START ENTRIES SUPPLIED
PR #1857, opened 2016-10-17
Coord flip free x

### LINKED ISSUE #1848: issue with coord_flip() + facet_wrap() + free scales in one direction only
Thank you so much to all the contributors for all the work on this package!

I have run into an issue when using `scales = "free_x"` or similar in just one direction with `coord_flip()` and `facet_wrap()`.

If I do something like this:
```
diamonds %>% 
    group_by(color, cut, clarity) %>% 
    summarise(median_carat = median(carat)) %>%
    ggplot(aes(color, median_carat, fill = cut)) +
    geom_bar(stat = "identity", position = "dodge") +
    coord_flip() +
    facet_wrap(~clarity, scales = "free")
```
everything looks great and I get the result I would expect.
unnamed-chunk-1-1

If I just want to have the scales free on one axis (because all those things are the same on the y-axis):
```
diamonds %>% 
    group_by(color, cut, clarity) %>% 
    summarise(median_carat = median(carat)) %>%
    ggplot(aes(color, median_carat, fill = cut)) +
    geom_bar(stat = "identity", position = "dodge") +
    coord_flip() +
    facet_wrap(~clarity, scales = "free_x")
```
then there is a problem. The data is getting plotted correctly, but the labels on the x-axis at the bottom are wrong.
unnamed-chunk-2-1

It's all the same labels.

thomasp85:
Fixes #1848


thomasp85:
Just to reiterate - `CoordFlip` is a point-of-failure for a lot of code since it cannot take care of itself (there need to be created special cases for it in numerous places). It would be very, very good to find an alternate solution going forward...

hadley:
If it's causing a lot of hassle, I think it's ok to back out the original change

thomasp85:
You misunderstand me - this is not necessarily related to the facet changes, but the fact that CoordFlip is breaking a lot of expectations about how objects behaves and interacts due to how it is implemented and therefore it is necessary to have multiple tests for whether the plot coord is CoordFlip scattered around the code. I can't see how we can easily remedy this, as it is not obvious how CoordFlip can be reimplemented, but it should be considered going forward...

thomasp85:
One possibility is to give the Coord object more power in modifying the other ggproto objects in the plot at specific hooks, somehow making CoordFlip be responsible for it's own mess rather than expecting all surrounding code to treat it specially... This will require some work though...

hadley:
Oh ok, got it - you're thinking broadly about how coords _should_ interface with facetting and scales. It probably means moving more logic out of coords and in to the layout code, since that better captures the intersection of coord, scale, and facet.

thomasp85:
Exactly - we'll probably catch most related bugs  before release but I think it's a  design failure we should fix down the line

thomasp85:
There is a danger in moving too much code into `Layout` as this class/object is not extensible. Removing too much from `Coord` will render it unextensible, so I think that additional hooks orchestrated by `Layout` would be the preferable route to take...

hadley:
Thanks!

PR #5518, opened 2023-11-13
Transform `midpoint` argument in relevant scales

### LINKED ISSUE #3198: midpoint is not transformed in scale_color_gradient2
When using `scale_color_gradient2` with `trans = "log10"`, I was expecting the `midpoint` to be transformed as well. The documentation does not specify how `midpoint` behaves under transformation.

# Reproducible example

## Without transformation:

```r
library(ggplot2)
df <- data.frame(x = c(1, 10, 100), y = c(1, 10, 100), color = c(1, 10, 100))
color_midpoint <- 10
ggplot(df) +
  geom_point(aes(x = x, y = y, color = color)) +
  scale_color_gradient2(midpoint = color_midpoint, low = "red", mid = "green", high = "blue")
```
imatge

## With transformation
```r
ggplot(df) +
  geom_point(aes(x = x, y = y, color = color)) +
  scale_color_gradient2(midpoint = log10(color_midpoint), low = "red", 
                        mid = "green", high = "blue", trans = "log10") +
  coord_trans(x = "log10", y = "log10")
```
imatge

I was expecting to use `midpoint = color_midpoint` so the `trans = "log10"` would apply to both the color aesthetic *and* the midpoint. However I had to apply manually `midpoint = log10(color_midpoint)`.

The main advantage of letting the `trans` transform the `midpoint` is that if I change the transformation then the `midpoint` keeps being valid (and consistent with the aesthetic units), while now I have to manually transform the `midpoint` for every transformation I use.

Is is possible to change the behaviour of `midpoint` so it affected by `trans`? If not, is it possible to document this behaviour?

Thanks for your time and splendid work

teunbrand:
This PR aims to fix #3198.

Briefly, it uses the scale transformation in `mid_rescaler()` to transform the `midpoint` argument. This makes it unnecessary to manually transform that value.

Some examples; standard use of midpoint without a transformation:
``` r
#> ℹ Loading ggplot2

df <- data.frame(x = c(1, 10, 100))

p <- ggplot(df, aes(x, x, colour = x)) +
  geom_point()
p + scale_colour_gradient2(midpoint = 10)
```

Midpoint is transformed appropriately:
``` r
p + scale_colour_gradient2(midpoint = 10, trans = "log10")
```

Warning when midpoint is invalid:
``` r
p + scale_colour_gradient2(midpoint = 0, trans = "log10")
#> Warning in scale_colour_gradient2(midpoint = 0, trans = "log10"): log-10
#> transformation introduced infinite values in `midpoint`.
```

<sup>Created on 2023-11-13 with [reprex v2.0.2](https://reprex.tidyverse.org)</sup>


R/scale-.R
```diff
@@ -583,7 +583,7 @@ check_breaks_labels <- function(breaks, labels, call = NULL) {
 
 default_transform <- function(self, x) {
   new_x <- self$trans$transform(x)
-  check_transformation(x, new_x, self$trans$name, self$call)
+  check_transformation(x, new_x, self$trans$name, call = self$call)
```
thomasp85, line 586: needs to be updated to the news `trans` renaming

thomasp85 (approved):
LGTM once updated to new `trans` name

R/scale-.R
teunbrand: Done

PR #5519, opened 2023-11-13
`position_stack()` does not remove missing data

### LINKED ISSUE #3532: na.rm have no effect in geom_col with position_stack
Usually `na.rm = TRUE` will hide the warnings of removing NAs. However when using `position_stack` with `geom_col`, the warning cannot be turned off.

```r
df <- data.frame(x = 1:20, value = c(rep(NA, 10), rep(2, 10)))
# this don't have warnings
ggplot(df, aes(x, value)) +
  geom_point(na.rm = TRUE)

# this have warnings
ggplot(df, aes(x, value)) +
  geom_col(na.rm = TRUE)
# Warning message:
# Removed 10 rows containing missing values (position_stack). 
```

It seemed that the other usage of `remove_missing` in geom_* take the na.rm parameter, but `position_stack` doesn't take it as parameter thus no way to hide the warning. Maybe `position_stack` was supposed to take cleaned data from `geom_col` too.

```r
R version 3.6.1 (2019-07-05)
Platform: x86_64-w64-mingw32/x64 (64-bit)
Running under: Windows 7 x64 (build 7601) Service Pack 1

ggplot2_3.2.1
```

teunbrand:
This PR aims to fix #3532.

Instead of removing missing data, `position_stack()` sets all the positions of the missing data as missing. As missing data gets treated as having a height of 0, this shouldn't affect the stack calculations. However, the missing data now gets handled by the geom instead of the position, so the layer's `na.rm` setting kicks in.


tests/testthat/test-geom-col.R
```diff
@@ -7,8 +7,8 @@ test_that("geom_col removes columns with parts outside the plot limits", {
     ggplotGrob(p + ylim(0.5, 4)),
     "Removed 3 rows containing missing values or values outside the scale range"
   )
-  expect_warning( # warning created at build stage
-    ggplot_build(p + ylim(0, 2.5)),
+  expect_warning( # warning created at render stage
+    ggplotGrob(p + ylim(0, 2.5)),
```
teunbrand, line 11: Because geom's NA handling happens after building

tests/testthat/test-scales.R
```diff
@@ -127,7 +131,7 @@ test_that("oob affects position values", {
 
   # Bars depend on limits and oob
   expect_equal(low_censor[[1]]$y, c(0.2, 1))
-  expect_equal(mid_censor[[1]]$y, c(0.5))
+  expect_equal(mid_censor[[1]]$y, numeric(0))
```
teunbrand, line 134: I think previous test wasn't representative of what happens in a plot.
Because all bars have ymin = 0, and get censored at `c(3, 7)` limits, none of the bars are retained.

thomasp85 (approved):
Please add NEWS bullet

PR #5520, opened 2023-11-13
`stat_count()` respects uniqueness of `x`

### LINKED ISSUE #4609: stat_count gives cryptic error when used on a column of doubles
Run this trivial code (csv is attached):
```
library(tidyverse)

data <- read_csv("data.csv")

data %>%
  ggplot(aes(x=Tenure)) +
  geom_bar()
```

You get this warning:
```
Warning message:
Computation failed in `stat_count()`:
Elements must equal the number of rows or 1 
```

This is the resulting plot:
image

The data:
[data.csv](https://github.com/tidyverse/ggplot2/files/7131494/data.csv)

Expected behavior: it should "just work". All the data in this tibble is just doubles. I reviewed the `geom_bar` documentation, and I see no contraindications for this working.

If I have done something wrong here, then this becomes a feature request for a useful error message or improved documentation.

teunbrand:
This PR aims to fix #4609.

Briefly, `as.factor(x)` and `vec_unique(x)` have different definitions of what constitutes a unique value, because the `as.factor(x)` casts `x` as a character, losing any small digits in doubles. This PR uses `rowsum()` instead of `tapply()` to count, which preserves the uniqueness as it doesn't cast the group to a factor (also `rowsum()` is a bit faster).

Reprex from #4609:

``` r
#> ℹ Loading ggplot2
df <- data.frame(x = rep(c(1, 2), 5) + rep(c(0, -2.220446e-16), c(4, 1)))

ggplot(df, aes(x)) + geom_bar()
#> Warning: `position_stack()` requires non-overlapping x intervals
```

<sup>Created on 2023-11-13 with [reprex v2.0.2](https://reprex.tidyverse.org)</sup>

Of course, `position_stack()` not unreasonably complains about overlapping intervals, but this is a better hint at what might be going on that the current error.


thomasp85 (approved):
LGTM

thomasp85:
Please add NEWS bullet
END ENTRIES SUPPLIED
START ENTRIES SUPPLIED
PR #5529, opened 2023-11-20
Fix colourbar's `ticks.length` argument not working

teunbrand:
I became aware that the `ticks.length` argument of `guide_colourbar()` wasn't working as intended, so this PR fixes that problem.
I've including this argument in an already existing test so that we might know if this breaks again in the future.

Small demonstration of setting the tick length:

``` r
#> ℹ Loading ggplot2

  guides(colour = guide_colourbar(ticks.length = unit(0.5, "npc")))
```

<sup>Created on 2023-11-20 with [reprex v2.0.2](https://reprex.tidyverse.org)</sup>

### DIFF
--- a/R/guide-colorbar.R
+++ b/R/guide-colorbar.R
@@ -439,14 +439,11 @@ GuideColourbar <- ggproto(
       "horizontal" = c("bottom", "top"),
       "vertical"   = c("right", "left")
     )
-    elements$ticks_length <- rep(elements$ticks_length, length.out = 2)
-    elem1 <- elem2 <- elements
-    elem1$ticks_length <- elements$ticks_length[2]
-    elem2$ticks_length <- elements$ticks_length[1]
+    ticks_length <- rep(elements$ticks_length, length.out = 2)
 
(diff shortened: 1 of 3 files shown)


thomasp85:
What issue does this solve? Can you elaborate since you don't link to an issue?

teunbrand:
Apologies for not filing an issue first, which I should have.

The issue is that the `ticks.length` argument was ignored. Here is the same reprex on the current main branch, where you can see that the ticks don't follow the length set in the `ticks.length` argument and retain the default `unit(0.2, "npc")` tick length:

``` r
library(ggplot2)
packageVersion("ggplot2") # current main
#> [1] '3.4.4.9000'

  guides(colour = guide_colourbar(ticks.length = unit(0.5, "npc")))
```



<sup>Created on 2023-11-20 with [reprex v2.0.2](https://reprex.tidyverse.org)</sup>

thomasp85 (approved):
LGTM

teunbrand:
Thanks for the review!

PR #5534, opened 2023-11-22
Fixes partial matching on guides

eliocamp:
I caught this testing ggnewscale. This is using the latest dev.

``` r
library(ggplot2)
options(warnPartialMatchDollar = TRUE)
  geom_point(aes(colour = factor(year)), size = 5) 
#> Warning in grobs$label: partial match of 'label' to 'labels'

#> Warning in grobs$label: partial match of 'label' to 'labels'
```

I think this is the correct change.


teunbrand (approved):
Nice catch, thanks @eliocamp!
END ENTRIES SUPPLIED
START ENTRIES SUPPLIED
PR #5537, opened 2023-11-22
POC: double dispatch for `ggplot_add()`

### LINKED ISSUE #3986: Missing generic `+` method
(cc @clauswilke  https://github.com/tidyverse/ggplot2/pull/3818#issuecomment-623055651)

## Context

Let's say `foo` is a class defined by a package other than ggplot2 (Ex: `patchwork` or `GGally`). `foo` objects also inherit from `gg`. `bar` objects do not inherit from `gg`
END ENTRIES SUPPLIED
* WHAT IS NEEDED
From the material above, copy every line that has the word "eliocamp" in it.

* RESULT BELOW
eliocamp:
Nice catch, thanks @eliocamp!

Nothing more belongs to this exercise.